Stored data.
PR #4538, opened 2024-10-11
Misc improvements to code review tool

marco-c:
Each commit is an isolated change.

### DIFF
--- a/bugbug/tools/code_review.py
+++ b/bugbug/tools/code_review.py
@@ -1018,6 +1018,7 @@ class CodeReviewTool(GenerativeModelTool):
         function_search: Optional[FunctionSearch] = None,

Prompt.
There is a line above that contains "--- a/bugbug/tools/code_review.py". Copy it and all later lines through the last, exactly, and leave out the rest.

Written response.
--- a/bugbug/tools/code_review.py
+++ b/bugbug/tools/code_review.py
@@ -1018,6 +1018,7 @@ class CodeReviewTool(GenerativeModelTool):
         function_search: Optional[FunctionSearch] = None,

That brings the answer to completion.